The locomotive struck the machine two or three inches behind the left front wheel, throwing it around so that the rear of the motor was brought against the locomotive. The first thing that I remember is somebody calling and asking me if I were dead. I think I was unconscious for about a minute. My foot pains me very much, and my head aches, The machine was completely demolished. It was not one of my racing machines, but was what is known as a touring locomobile. It was only ten-horsepower, very heavy and was built to hold six persons. I refused $9,000 three days ago for it.”

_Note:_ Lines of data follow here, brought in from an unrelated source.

PR #5447, opened 2025-03-17
Add gala achievement

aleksandervestlund:
* Primarily developed by @karolipb
* Add frontend support for gala achievement.
* The different colours are probably not properly configured.
* See backend PR webkom/lego#3789.


ivarnakken (approved):
Very cool feature! 🤩 However, I'm not a fan of calling it "gala" with 1 L when it's normally written with 2

@jonasdeluna can tell if the colors/rarity is wrong 🤷🏼‍♂️

PR #5453, opened 2025-03-18
Throttle theme changes instead of debouncing

itsisak:
# Description

Currently the implementation of theme changing uses debounce to prevent spamming the server. This results in slow feedback (toast) for the user. Using throttling instead it sends a request instantly but does not allow further updates until after a delay. 

This way it is still kind of possible to spam the server (only 2s between each request), if we want to eliminate that too I did try out a custom function which combines the functionality of throttling and debounce (instant feedback on first click, then debounce rest of calls), its okay, but i might prefer the user feedback with just throttle.

Also moved more logic to themeUtils, both to make this PR work and its more clean imo. 

The custom event allows updates to the theme to not send a API request to the backend and only be used for syncing local state.

Also anyone know if there is a reason for why there is no `Theme` `enum` with `dark` and `light`? A lot of "magic" strings. If not I could make that. 

# Result

*Before (with debounce):*

https://github.com/user-attachments/assets/a3d775dd-8e7f-4447-a8a0-8c65d5564642

*After (with throttlling):*

https://github.com/user-attachments/assets/ae897ee5-3c74-45ce-9934-24f52a36b859

# Testing

- [ I have thoroughly spammed the theme change button probably 100000000 times] I have thoroughly tested my changes.

---

Resolves ABA-1362

### DIFF
--- a/lego-webapp/pages/lending/@lendableObjectId/request/@lendingRequestId/+Page.tsx
+++ b/lego-webapp/pages/lending/@lendableObjectId/request/@lendingRequestId/+Page.tsx
@@ -47,7 +47,7 @@ type Params = {
 };
 
 const LendingRequest = () => {
-  const { query, setQueryValue } = useQuery({
+  const { query } = useQuery({
     fromAdmin: '',
   });
 
--- a/lego-webapp/components/Header/ToggleTheme.tsx
+++ b/lego-webapp/components/Header/ToggleTheme.tsx
@@ -1,11 +1,6 @@
 import { Icon } from '@webkom/lego-bricks';
 import cx from 'classnames';
-import { debounce } from 'lodash';
 import { MoonStar, Sun } from 'lucide-react';
-import { useCallback } from 'react';
-import { updateUserTheme } from '~/redux/actions/UserActions';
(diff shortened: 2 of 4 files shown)


ivarnakken (approved):
Very nice use of throttle! Good job!

lego-webapp/pages/lending/@lendableObjectId/request/@lendingRequestId/+Page.tsx
```diff
@@ -47,7 +47,7 @@ type Params = {
 };
 
 const LendingRequest = () => {
-  const { query, setQueryValue } = useQuery({
+  const { query } = useQuery({
```
Bestem0r, line 50: Great! Awesome work on this file 🤩

Bestem0r (approved):

lego-webapp/pages/lending/@lendableObjectId/request/@lendingRequestId/+Page.tsx
itsisak: Thank you so much! I spent 2 hours working on it!

PR #5457, opened 2025-03-19
Replace yarn with pnpm

eikhr:
# Description

It has very nice monorepo features, and is super fast!

# Result

All yarn commands are now replaced with pnpm (f.ex. `pnpm i` instead of `yarn install` and `pnpm dev:staging` instead of `yarn dev:staging`). The internal packages (lego-bricks) are now directly linked to lego-webapp, so any changes are reflected instantly and cause hot-reload.

# Testing

- I have verified that changes in `lego-bricks` are hot-realoaded in `lego-webapp`
- I'm like 90% sure the Dockerfile still works!

---

Resolves ABA-1192


norbye:
Please please please test this for a while in staging

PR #337, opened 2023-11-21
tar: raise error for directory argument to -f

mknos:
* Adding die() for directory argument ensures tar doesn't exit with a success code
* Test command: perl tar -tf .
* Found when testing against GNU tar


briandfoy (approved):
This can be improved with the more sophisticated exits we've been doing, but this is good enough for now.

PR #348, opened 2023-11-23
fix exit status

mauke:
`exit` has higher precedence than `?:` and `==`, so `exit $Errors == 0 ? 0 : 1` parses as `(exit $Errors) == 0 ? 0 : 1`, which is not what was intended.

### DIFF
--- a/bin/install
+++ b/bin/install
@@ -82,7 +82,7 @@ else {
     install_files();
 }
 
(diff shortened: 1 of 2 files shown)


mknos:
I endorse this patch, but does the same thing need to be applied to bin/patch?

mauke:
Yes, good point.

briandfoy (approved):

PR #349, opened 2023-11-25
ed: error string consolidation

mknos:
* Reduce code noise by declaring error strings in constants
* Check close() return value in edWrite() as done in edEdit()
* Move some code to end of edEdit() that was being run for both $InsertMode and !$InsertMode branches
* Reduce layers of nesting in edQuit()

### DIFF
--- a/bin/ed
+++ b/bin/ed
@@ -74,6 +74,18 @@ use strict;
 
 use Getopt::Std qw(getopts);
 
+use constant E_ADDREXT => 'too many addresses';
+use constant E_ADDRBAD => 'invalid address';
+use constant E_ARGEXT  => 'extra arguments detected';
+use constant E_SUFFBAD => 'invalid command suffix';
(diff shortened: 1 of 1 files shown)


bin/ed
```diff
@@ -74,6 +74,18 @@ use strict;
...
+use constant E_ARGEXT  => 'extra arguments detected';
+use constant E_SUFFBAD => 'invalid command suffix';
+use constant E_CLOSE   => 'cannot close file';
+use constant E_OPEN    => 'cannot open file';
+use constant E_READ    => 'cannot read file';
+use constant E_NOFILE  => 'no current filename';
+use constant E_UNSAVED => 'buffer modified';
+use constant E_CMDBAD  => 'unknown command';
+use constant E_PATTERN => 'invalid pattern delimiter';
+
```
briandfoy, line 88: Nice change!

briandfoy (approved):

PR #354, opened 2023-11-30
ed: simplify code for r command

mknos:
* For "0r filename", file content is added to the beginning of lines list (preserving initial undef element)
* For "3r filename", file content is added after the 3rd line in buffer (i.e. after element 4 considering initial undef element)
* Each case can be written as a single call to splice (offset is 0+1 for "0r" case  and 3+1 for "3r" case)


briandfoy (approved):
So much can be saved if people where comfortable with slice()

PR #365, opened 2023-12-04
grep: fix decompression feature

mknos:
* By default, this version of grep detects compressed files and decompresses them by running a command via a pipe
* This feature is not standard for grep, and possibly in future we could add an option to disable it
* I suspect this was broken by previously converting the script to 3-argument open() --- restore 2-argument open() only for this decompression case
```
%gzip -k bc
%perl grep sub bc.gz
grep: zcat < bc.gz |: No such file or directory
```

### DIFF
--- a/bin/grep
+++ b/bin/grep
@@ -274,6 +274,7 @@ sub matchfile {
     $total = 0;
 
 FILE: while (defined ($file = shift(@_))) {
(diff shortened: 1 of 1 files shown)


briandfoy (approved):

briandfoy:
I agree that we should remove that feature.

PR #375, opened 2023-12-13
find: simpler error message

mknos:
* It is good enough for awk front-end to print a short error with the name of the required CPAN module
* Make the error message printed by find front-end consistent with this

%perl find 
This program needs the App::find2perl module.
%perl awk
This program needs the App::a2p module.


briandfoy (approved):
Yeah, much more user-friendly. Thanks,

PR #376, opened 2023-12-14
apply: capture system() failure

mknos:
* According with OpenBSD, "apply 1 2 3" should print an error message each time "1" command fails to run, then exit with error code
* "apply false 2 3" should not print an error message because "false" runs successfully, then exit with error code
* The return value from system() was not checked previously so no feedback was provided if something went wrong
* Prefix "usage:" to the usage string
* Bump version
* In future it would be useful to add debug option (-d) to show but not run the target commands

### DIFF
--- a/bin/apply
+++ b/bin/apply
@@ -14,20 +14,13 @@ License: perl
 
 use strict;
 
+use File::Basename qw(basename);
+
 use constant EX_SUCCESS => 0;
 use constant EX_FAILURE => 1;
 
-my ($VERSION) = '1.2';
-
-sub usage () {
-    require File::Basename;
-    $0 = File::Basename::basename ($0);
-    print <<EOF;
-$0 (Perl bin utils) $VERSION
-$0 [-ac] [-#] command argument [argument ...]
-EOF
-    exit EX_FAILURE;
-};
+my $Program = basename($0);
+my ($VERSION) = '1.3';
 
 my $argc  = 1;
 my $magic = '%';
@@ -48,7 +41,7 @@ while (@ARGV) {
         next;
     }
     if ($ARGV [0] =~ /^-/) {
-        usage;  # usage will exit;
+        usage();  # usage will exit
     }
     last;
 }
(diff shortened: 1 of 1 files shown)


bin/apply
```diff
@@ -65,23 +58,43 @@ if (@thingies) { # Ignore $argc, found our own.
...
             shift;
         }
     }
 }
-exit EX_SUCCESS;
+exit $err;
+
+sub checkerr {
+    my $status = shift;
+    if ($status != 0) {
```
briandfoy, line 85: This is a little weird, because not every command returns 0 for success. Some commands have more than one success value. 

If this is the way actual `apply` works though, we can just copy that even if it misses edge cases.

briandfoy (changes requested):

bin/apply
mknos: In the OpenBSD code, running the command is handled in the function mysystem() [1].
If fork() fails, mysystem() returns -1.
If fork() succeeds and execl() fails in the child process, the child will exit with status 1 (fetched via waitpid).
If execl() succeeds in the child process, but then waitpid() fails, pid is updated and mysystem() returns -1.
Otherwise, mysystem() returns the value from waitpid().

Return value of 0 from mysystem() is treated as "success".
Since it is called in a loop, if any instance of mysystem() returns non-zero, apply will do exit(1).
It doesn't matter if the executed command used exit code 1 or 100, apply will exit with 1.
The FreeBSD, NetBSD and OpenBSD manuals don't appear to mention this.

In the perl code, if system() returned -1 then likely either fork() or waitpid() failed.
Printing an error here is close to the C version because the command could not be started for some reason (e.g. not found).
An error is not printed if the command had exit code 100, because this information is passed on *lossily* by the eventual exit code of 1.

1. https://cvsweb.openbsd.org/cgi-bin/cvsweb/src/usr.bin/apply/apply.c?annotate=1.29

briandfoy: Thanks for the code pointers. I think that code is being less thoughtful than it could be, but that doesn't matter because we are copying what it does and not what we think it should do.

PR #388, opened 2023-12-25
cmp: avoid repeated substr() on binary buffer

mknos:
* Slightly simplify code by unpack()ing buffers that are not equal
* $lines_read becomes a tally, and $report_lines is always ahead by one because $lines_read counts from zero
* When printing the differences with -l flag, ord+substr pattern is avoided by using unpacked buffers
* Retire EX_USAGE which had same value as EX_FAILURE


briandfoy:
Let's keep EX_USAGE. It doesn't matter that it has the same value as something else. It's possible to have a different value, is it's existence is a logical win. I'll fix up the patch because the rest is good.

briandfoy (approved):

PR #392, opened 2023-12-29
fortune: fail for bad options

mknos:
* Print usage and exit if an unknown option was entered, following OpenBSD version[1]
* -h is not really an option
* Mention -n option in usage string as done in SYNOPSIS
* Document the purpose of -d flag in usage string and pod

1. https://github.com/openbsd/src/blob/master/games/fortune/fortune/fortune.c#L304

### DIFF
--- a/bin/fortune
+++ b/bin/fortune
@@ -42,7 +42,7 @@ my $STR_ROTATED = 0x4;
 # Globals
 my (%opts);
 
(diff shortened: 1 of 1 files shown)


briandfoy:
Wow, fortune has an enhanced debugging mode. Never knew that.

briandfoy (approved):

PR #398, opened 2024-01-03
Use two-argument form of FileHandle->new

mknos:
* Previously the calls to open() were standardised to have 3 arguments
* Some scripts open files via FileHandle->new() instead of open()
* The pr command already used the preferred 2-argument form; also switch ar and file commands over to this


briandfoy (approved):
Good catch

PR #399, opened 2024-01-03
tail: allow -n1 and -n 1

mknos:
* I habitually type "tail -n5"; this is supported by GNU tail and OpenBSD tail
* Enabling bundling option in Getopt::Long makes it work in this version
* Style: avoid capture variable when the entire argument string "+590" is passed to check_number()
* test1: "perl tail -5 tail" -- historical option format, last 5 lines
* test2: "perl tail +590 tail" -- historical option format, line 590 to end
* test3: "perl tail -n5 tail" -- last 5 lines
* test4: "perl tail -n-5 tail" -- last 5 lines
* test5: "perl tail -n+590 tail" -- line 590 to end

### DIFF
--- a/bin/tail
+++ b/bin/tail
@@ -82,8 +82,8 @@ sub parse_args()
 
     } else {
 
-    # special handling for -numeric options
-        Getopt::Long::config("pass_through");
+    # pass_through is special handling for -numeric options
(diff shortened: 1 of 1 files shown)


briandfoy:
Does this change need to happen in head too?

PR #403, opened 2024-01-09
cut: better input validation for -b and -f

mknos:
* Options -b and -f are consistent in how the value is handled
* Byte and field numbers count from 1
* Negative numbers are treated as a range end, with range starting from 1
* Regular ranges have 2 numbers separated by '-'
* Introduce a number validation function
* test1: positive -b value: "echo 'a:b:c:d' | perl cut -b 3" --> byte 3 is "b"
* test2: negative -b value: "echo 'a:b:c:d' | perl cut -b -3" --> bytes 1-3 are "a:b"
* test3: -b range: "echo 'a:b:c:d' | perl cut -b 2-3" --> bytes 2-3 are ":b"
* test4: positive -f value: "echo 'a:b:c:d' | perl cut -d ':' -f 2" --> field 2 is "b"
* test5: negative -f value: "echo 'a:b:c:d' | perl cut -d ':' -f -2" --> fields 1-2 are "a:b"
* test6: -f range: "echo 'a:b:c:d' | perl cut -d ':' -f 2-3" --> fields 2-3 are "b:c"

### DIFF
--- a/bin/cut
+++ b/bin/cut
@@ -21,7 +21,6 @@ License: perl
 #   Perl Power Tools -- http://language.perl.com/ppt/
 #
 
-$^W = 1;    # -w
 use strict;
 
 use File::Basename qw(basename);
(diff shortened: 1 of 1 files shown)


briandfoy (approved):
I think there are a few formatting things to fix up, but I'll take care of that. Maybe it's just the GitHub display of the diff.

PR #1110, opened 2019-07-16
Rename translations msgid to use english translation

ItsOnlyBinary:


prawnsalad:
Closing as we can now use Crowdin correctly using the existing keys and we have now learned that the i18next lib we use would break in all different ways using English as keys.

PR #1115, opened 2019-07-18
HOTFIX: Fixed the 'greetingText' multi-line spaces

westor7:
It now has more space between multi-lines, so now the text looking more pretty.


prawnsalad:
This effects the entire application. Did you just want to effect the startup screen..? If so, that should be done in components/startups/CommonLayout.vue

PR #1116, opened 2019-07-18
HOTFIX: Fixes the 'greetingText' multi-line spaces

westor7:
Startup screen now has more space between multi-lines, so now the text looking more pretty.


westor7:
wrong change!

It appears from the account that Fournier counter-intuitively turned the front wheels towards the locomotive causing the car to swing around rather than turning over. In any case the other riders were convinced that Fournier’s last minute turn of the wheel had saved their lives. Fournier seemed to have come out of the accident none the worst for wear when two weeks later he set a new speed record on Coney Island, New York.
He then retired for the time being from motorsport and opened a car distributorship. Banking on his name it became quite successful and sold the firs motor car from the famous French armaments company, Hotchkiss et Cie Hotchkiss. Later he also distributed cars from the Italian marque Itala. His business firmly established he returned in 1907 to racing where in four races the best result achieved was eighth place in the 1908 American Grand Prize.
While in the United States for the race Fournier announced to the American audience that he would be retiring from motor racing to pursue “aeroplaning” the following February. A casino in Monte Carlo was offering a prize of $20,000 for the aeroplanist who could navigate across the bay to Cape Martin and back again, a trip of 8 miles. Fournier remarked that “For the automobile racing has done what it did for the bicycle. It has taught us the faults of our cars, and how to eradicate them, but apparently it can teach us no more, and will die out, slowly perhaps, but surely.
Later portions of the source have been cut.